What this task involves — Report every line of the records that includes the word "datacube".

Dataset entries:
───

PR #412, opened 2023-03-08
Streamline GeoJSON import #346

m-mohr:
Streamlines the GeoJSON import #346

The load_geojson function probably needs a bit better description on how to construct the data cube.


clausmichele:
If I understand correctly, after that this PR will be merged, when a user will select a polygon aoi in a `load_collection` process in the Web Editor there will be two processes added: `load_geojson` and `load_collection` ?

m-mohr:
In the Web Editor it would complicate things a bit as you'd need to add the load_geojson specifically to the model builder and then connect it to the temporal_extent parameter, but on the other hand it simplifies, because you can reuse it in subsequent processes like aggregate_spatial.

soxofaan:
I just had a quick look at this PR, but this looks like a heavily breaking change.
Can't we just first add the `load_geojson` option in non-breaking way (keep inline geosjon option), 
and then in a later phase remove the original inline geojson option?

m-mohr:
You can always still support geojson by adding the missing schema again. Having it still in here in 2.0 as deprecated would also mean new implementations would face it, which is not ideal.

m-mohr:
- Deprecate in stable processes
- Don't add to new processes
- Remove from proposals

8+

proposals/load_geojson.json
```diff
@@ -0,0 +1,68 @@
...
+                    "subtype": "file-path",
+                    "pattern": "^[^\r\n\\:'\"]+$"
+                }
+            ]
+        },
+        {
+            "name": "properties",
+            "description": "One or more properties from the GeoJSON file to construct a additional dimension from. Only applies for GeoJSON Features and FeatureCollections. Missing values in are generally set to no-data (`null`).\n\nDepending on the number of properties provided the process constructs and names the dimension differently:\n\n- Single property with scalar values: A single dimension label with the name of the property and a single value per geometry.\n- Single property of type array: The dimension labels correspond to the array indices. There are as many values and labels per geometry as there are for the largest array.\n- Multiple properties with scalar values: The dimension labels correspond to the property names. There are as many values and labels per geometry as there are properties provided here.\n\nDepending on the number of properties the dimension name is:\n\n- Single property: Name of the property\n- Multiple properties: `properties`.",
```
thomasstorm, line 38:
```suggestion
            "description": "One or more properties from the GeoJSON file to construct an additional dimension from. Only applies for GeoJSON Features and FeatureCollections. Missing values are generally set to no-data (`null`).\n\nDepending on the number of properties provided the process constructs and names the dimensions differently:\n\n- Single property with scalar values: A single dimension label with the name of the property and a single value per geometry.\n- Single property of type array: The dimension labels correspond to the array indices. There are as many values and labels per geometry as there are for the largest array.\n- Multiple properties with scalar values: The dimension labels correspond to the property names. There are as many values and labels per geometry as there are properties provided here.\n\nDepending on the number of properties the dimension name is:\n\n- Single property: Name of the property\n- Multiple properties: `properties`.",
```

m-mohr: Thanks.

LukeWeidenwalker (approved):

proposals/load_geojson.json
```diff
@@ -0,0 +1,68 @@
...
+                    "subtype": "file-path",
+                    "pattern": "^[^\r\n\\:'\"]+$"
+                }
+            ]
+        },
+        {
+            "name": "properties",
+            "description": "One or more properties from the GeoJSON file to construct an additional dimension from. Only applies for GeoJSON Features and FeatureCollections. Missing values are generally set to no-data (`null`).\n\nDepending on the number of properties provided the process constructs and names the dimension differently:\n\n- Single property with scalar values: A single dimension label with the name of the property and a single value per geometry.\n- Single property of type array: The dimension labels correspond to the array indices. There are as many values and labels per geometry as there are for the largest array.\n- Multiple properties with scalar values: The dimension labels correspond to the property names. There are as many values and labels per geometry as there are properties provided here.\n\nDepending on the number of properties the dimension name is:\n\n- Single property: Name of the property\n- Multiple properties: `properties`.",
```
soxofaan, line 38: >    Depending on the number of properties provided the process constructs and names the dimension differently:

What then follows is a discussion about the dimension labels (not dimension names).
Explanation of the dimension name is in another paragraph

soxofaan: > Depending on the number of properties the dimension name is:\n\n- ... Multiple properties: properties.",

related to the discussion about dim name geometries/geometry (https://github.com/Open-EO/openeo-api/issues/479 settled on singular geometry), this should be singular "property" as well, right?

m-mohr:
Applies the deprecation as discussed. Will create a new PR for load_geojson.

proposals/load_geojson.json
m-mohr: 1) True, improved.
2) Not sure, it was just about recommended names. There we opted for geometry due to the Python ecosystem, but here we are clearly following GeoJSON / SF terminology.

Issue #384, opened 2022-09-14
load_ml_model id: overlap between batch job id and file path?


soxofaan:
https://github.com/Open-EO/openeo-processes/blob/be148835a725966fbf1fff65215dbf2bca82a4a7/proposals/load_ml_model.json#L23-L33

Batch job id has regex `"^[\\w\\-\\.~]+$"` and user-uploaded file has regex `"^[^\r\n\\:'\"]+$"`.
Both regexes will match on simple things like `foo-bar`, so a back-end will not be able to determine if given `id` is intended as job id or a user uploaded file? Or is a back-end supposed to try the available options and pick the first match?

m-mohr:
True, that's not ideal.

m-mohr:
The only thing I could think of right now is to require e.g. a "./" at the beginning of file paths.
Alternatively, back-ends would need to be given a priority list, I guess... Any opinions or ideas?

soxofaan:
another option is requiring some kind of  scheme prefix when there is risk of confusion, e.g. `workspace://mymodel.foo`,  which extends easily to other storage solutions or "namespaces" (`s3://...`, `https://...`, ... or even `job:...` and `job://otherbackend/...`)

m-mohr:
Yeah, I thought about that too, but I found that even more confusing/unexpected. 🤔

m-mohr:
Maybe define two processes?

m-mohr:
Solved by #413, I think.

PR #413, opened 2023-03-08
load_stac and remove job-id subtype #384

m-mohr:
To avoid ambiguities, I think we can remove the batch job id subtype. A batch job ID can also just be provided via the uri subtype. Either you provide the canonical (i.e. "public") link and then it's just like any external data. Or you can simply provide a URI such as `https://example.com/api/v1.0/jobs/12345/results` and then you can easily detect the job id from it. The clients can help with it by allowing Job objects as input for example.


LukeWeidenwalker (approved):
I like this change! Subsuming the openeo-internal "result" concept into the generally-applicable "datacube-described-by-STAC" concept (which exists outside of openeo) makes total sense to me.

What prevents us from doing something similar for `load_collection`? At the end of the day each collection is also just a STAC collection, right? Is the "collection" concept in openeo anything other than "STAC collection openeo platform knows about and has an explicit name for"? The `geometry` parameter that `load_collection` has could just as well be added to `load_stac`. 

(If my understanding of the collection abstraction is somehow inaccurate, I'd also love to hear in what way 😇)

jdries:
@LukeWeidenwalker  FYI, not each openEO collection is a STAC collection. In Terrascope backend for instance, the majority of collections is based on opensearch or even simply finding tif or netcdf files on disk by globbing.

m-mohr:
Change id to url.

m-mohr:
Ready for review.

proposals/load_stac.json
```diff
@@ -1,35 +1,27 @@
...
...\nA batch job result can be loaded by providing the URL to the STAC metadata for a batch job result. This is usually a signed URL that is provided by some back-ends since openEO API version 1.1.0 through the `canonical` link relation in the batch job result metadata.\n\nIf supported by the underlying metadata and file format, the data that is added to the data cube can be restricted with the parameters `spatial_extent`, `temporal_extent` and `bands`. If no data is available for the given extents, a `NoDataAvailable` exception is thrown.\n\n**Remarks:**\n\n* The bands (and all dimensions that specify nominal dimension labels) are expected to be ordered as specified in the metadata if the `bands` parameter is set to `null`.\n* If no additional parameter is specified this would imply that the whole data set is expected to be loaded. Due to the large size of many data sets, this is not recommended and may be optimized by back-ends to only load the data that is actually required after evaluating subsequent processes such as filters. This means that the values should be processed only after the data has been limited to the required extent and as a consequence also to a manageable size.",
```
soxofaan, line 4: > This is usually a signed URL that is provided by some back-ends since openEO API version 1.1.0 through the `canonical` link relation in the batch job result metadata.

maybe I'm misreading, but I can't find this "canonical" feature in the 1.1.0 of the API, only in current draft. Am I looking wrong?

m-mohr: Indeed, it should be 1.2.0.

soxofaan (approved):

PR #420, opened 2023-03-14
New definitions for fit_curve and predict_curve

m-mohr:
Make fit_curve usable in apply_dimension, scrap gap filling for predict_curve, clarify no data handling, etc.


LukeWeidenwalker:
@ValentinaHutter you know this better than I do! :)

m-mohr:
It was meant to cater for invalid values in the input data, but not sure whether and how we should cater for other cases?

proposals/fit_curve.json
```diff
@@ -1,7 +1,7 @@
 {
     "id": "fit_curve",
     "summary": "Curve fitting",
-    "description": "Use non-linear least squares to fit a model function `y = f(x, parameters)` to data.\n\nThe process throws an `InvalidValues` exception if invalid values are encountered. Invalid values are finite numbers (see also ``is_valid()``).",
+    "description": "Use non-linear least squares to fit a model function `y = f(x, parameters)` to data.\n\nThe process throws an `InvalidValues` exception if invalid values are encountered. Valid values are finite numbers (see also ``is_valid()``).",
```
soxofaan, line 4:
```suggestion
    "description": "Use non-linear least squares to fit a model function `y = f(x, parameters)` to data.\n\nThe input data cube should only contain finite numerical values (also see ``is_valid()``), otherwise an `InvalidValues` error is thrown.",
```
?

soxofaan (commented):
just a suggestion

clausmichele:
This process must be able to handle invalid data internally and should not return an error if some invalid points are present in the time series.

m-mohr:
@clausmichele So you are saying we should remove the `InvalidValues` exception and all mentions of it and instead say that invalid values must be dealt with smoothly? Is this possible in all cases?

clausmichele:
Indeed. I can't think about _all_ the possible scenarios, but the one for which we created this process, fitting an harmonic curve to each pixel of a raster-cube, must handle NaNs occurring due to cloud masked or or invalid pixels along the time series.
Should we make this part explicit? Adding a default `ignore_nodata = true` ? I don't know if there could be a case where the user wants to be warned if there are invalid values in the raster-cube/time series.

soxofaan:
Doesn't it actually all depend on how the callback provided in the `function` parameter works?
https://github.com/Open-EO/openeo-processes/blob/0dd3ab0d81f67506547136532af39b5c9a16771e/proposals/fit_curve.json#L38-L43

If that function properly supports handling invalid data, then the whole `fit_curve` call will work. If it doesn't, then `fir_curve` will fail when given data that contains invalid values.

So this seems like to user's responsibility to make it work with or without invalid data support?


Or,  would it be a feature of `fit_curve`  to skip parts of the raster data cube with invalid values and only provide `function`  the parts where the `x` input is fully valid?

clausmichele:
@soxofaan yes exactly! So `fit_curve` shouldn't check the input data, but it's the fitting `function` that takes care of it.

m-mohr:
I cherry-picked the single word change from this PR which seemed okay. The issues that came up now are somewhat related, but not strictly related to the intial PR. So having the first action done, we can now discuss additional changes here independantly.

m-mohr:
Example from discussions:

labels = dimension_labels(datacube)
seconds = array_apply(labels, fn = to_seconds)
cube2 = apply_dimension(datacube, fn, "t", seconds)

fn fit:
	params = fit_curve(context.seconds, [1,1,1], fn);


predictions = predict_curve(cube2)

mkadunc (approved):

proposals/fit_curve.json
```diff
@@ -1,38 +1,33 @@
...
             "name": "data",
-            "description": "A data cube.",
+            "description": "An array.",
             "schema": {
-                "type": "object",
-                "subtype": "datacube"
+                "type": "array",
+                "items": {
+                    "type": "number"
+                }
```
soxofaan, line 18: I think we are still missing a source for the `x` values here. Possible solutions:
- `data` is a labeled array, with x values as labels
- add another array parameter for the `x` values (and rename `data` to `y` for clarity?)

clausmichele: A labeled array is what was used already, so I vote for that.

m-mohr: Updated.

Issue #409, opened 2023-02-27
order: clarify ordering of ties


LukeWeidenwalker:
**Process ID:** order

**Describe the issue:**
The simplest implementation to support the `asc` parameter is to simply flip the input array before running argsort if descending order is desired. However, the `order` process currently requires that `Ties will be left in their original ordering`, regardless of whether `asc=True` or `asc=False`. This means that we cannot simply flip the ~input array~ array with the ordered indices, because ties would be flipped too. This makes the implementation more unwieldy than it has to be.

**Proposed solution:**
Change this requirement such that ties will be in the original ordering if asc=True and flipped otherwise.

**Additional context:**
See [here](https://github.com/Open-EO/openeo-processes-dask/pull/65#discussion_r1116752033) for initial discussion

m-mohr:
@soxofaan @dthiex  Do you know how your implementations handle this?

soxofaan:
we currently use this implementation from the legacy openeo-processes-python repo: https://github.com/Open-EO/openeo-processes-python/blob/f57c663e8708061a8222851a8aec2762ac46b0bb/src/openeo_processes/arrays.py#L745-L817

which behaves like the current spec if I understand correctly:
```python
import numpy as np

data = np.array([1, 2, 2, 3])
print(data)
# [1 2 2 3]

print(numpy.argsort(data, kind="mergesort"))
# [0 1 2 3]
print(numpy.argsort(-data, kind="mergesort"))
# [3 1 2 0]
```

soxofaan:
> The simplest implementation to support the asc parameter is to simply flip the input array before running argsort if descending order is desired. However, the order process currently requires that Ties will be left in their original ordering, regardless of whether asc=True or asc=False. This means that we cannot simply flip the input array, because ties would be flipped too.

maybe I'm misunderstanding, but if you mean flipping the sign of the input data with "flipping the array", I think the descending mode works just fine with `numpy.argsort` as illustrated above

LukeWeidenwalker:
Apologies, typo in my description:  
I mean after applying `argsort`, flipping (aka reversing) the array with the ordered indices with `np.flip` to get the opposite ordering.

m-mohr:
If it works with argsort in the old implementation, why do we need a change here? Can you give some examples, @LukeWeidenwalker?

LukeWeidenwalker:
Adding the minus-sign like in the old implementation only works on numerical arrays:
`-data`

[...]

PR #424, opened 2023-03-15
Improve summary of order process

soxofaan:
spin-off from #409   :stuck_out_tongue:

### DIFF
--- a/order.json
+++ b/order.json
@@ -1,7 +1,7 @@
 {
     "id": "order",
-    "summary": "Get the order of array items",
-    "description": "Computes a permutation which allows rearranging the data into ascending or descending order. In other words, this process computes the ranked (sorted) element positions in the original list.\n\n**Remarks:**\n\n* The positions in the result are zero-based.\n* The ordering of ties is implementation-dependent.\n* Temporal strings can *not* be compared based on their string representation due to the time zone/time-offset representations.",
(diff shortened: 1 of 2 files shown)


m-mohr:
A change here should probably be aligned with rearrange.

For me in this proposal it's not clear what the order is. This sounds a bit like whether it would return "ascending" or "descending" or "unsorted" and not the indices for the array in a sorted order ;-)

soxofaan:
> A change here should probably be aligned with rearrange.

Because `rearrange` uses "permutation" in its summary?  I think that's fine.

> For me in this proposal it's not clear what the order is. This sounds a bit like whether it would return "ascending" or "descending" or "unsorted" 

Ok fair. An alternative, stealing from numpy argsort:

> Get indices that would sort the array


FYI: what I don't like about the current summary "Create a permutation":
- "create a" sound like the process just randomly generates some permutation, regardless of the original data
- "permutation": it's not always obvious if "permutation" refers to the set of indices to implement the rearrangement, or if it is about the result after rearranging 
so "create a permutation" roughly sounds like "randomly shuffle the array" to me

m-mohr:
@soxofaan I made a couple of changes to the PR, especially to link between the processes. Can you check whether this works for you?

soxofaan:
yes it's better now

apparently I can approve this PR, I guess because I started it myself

───

Your solution —
I like this change! Subsuming the openeo-internal "result" concept into the generally-applicable "datacube-described-by-STAC" concept (which exists outside of openeo) makes total sense to me.
labels = dimension_labels(datacube)
cube2 = apply_dimension(datacube, fn, "t", seconds)
-                "subtype": "datacube"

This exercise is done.